▶ [What you have to do]
Could you give the number of lines in the entries below that contain the word "jamescrowley"? Only the number is wanted.

▶ [Entries supplied]
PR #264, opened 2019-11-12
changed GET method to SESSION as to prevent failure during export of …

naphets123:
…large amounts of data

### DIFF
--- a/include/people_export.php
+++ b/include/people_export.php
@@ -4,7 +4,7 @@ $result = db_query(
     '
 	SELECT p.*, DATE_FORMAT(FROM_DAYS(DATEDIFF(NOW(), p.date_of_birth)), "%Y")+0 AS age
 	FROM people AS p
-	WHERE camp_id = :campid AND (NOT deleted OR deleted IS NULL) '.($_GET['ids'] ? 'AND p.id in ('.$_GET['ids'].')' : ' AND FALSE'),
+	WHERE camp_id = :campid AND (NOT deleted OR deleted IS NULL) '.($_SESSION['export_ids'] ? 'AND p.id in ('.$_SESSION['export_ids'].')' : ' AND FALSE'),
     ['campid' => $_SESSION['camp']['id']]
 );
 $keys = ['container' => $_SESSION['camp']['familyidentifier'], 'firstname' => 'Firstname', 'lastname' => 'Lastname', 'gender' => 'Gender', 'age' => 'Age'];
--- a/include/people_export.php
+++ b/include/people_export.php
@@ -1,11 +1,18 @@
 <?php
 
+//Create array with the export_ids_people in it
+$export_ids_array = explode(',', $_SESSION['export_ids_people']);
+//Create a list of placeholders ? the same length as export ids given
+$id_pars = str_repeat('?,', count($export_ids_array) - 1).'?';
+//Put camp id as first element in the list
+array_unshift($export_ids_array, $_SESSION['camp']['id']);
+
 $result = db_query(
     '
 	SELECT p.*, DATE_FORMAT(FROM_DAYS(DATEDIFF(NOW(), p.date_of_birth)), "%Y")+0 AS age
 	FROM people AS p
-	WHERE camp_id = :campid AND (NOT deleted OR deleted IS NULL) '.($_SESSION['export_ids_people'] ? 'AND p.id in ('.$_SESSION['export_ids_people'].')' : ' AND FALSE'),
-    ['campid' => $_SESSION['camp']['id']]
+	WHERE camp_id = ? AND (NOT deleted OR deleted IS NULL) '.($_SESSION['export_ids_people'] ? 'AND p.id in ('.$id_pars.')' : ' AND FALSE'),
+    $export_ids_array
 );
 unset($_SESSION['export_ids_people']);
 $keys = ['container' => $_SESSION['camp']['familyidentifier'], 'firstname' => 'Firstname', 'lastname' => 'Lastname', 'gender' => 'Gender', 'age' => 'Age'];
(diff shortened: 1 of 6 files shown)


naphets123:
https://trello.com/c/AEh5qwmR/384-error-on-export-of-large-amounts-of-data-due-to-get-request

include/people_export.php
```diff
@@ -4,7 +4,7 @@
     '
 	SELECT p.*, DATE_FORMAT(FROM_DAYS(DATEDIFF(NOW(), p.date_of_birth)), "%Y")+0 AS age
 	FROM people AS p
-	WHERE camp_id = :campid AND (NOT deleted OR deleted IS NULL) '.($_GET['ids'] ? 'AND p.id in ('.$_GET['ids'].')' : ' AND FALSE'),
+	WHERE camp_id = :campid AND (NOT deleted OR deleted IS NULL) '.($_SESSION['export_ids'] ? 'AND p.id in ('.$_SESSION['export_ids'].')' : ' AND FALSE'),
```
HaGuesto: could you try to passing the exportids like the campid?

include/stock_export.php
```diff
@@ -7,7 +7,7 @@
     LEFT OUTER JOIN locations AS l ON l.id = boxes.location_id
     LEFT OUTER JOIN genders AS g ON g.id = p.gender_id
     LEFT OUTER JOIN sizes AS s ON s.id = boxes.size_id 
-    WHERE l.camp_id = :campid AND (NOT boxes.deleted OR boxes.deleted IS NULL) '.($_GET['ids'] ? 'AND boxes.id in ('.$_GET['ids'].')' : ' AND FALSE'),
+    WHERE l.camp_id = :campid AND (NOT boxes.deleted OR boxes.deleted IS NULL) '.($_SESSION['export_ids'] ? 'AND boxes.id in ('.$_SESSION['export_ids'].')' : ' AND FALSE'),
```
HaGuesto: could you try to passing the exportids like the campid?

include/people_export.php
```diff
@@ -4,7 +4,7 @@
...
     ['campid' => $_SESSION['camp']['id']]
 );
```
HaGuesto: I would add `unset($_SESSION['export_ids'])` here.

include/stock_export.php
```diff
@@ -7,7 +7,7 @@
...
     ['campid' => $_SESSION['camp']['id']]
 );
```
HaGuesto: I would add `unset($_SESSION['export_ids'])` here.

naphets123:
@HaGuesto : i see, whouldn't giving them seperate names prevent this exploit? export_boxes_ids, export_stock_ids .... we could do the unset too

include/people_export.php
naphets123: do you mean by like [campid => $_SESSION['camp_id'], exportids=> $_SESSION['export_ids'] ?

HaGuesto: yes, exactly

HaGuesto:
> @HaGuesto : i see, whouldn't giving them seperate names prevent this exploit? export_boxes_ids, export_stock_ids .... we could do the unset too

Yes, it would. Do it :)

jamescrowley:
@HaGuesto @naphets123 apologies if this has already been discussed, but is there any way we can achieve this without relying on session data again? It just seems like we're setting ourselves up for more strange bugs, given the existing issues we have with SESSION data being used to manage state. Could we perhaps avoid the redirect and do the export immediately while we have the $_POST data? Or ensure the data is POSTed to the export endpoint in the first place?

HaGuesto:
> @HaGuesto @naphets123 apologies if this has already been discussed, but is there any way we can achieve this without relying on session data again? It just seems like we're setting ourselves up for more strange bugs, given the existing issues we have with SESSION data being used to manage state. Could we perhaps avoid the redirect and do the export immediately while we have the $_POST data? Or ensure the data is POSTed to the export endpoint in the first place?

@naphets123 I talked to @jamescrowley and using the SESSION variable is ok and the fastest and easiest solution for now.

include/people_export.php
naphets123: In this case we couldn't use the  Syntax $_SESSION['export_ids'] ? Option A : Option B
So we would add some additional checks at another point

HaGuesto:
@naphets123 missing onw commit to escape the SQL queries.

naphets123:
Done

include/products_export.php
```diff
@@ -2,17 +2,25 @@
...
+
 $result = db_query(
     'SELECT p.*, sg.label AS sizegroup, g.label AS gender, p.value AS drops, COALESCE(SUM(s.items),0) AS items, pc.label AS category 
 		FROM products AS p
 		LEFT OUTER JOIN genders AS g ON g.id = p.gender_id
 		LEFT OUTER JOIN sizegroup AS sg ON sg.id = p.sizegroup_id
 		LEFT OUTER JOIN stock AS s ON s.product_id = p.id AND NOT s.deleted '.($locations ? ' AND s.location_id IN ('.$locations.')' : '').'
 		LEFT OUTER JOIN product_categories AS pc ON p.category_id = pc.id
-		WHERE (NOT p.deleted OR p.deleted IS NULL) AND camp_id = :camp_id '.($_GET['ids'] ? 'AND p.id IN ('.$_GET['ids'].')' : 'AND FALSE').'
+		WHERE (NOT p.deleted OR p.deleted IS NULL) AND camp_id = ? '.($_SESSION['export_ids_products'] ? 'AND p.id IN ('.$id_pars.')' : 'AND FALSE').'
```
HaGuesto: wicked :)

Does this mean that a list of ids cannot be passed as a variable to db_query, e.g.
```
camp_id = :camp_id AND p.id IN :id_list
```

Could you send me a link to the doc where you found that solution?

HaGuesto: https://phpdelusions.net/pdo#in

▶ [Answer box]
2